Nella lunga storia dell’agiografia della Chiesa di Cristo troviamo santi e sante di ogni specie, di ogni lingua e nazione, uomini e donne, grandi e piccoli, ricchi e poveri, dotti e ignoranti, clero e laici, personaggi seri e tuttavia santi, e altri meno seriosi anzi giocosi e tuttavia santi. Tutti naturalmente accomunati da un grande, travolgente e appassionato amore a Dio, che non poche volte è arrivato fino al martirio, e da un altrettanto e parallelo amore al prossimo, sempre nella scia e nella prospettiva dell’amore a Dio, che li guidava, li aiutava e li sosteneva sempre.
In questo panorama di santità cattolica, tra i santi gioiosi e giocosi spicca una stella di prima grandezza: San Filippo Neri.
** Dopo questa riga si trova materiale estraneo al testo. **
PR #318756, opened 2026-05-28
Fix terminal-editor shift-drop firing on detached instances

### LINKED ISSUE #311164: Dragging a file into one terminal editor while holding Shift inserts the path into other terminal editors as well

- VS Code Version: 1.115.0 (41dd792b5e652393e7787322889ed5fdc58bd75b)
- OS Version: Windows 10 Home China 26200

Steps to Reproduce:

1. Open VS Code on Windows.
2. Create two integrated terminals in the editor area (not in the panel). In my case both use Git Bash.
3. Make sure they are separate shell sessions, for example `echo $$` returns different PIDs in terminal A and terminal B.
4. Leave both terminals idle.
5. From the Explorer, drag a file into terminal A while holding Shift so VS Code inserts the file path into the terminal instead of opening the file in the editor.
6. Observe that terminal B also receives the same file path even though the file was only dropped on terminal A.

Expected:
Only terminal A should receive the dropped file path.

Actual:
Both terminal editor instances receive the same file path.

Notes:
- Reproduces with `code --disable-extensions`.
- This is specifically about terminals opened in the editor area.
- If I do not hold Shift, the file opens in the editor, which is expected.
- The two terminals are not the same shell session. Example PIDs from `echo $$`: A=8554, B=8599.

vladstudio:
## Summary

Fixes #311164.

`TerminalInstance._dndObserver` (a `MutableDisposable<IDisposable>` holding the per-container `DragAndDropObserver`) was set by `_initDragAndDrop` but never cleared by `detachFromElement`. Because a `TerminalEditor` pane reuses its `_overflowGuardElement` across tab switches (`setInput` calls `detachFromElement` on the old instance and `attachToElement` on the new one against the same container — see `terminalEditor.ts:77-80`), each newly-attached terminal stacked another `DragAndDropObserver` on top of the leaked ones.

When the user shift-dropped a file onto the active editor-area terminal, the `EditorDropTarget` overlay correctly disposed itself in dragover (so the path was not opened as an editor), and the drop bubbled to the shared container — where every previously-attached terminal's observer fired and called `sendPath`, inserting the path into all of them.

Disposing the observer on detach removes the listeners from the prior container, so only the currently-attached instance receives the drop.

## Test plan

- [x] Build dev VS Code (`./scripts/code.sh`)
- [x] Open two terminals in the editor area (same pane)
- [x] Confirm they have different shell PIDs (`echo $$`)
- [x] Drag a file from the Explorer onto the active terminal with Shift held — path appears in the active terminal only
- [x] Switch to the other tab — no path inserted there
- [x] Without Shift, drag still opens the file in the editor (unchanged behavior)

### DIFF
--- a/src/vs/workbench/contrib/terminal/browser/terminalInstance.ts
+++ b/src/vs/workbench/contrib/terminal/browser/terminalInstance.ts
@@ -1047,6 +1047,8 @@ export class TerminalInstance extends Disposable implements ITerminalInstance {
 	detachFromElement(): void {
 		this._wrapperElement.remove();
 		this._container = undefined;
+		// Stop listening on the old container so drops there don't reach this instance after another terminal attaches.
+		this._dndObserver.clear();
 	}
 
 	attachToElement(container: HTMLElement): void {


dmitrivMS (approved):

dmitrivMS (changes requested):
Please add requested test

dmitrivMS (approved):

benibenj (approved):

dmitrivMS:
@vladstudio Please accept the terms.

boedysutris-ctrl:
Pada Sen, 7 Sep 2026 04.22, Dmitriy Vasyura ***@***.***>
menulis:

Fiorentino di nascita, vi rimase pochi anni, romano di adozione per quasi tutta la vita.

Fin da ragazzo era chiamato Pippo, ma per chi lo conosceva in profondità era semplicemente Pippo Buono. Anche la sorella Elisabetta riferì che questo soprannome gli fu dato proprio per il suo carattere buono e altruista. Gli rimarrà tutta la vita, perché rimase buono sempre. Altro particolare importante: ancora vivente girava già un volumetto su di lui dal titolo Philippus sive de laetitia christiana. Filippo ovvero della letizia cristiana. Un vero programma di vita, no?

Filippo poi era tanto umile (e quindi santo) che si riteneva anche indegno di diventare sacerdote. Lo diventò in seguito dopo tante insistenze (nel 1551). Al Papa Gregorio XIII che lo voleva addirittura fare cardinale di Santa Romana Chiesa, con tutti i gli onori e privilegi annessi e connessi. Filippo rispose di sì, ma ad una condizione che il momento l’avrebbe scelto lui stesso. Facile capire che il Papa morì... aspettando quel sì che non arrivò mai.

Le tue Indie sono a Roma

Per alcuni aspetti possiamo considerare Filippo come un santo molto moderno (o post moderno?). Aveva infatti il gusto della libertà, dell’aria aperta, amava la natura e quando poteva rimaneva a lungo in contemplazione della creazione. Era anche amico degli animali. Per un po’ di tempo tenne una gatta e alcuni uccellini in una gabbia sempre aperta.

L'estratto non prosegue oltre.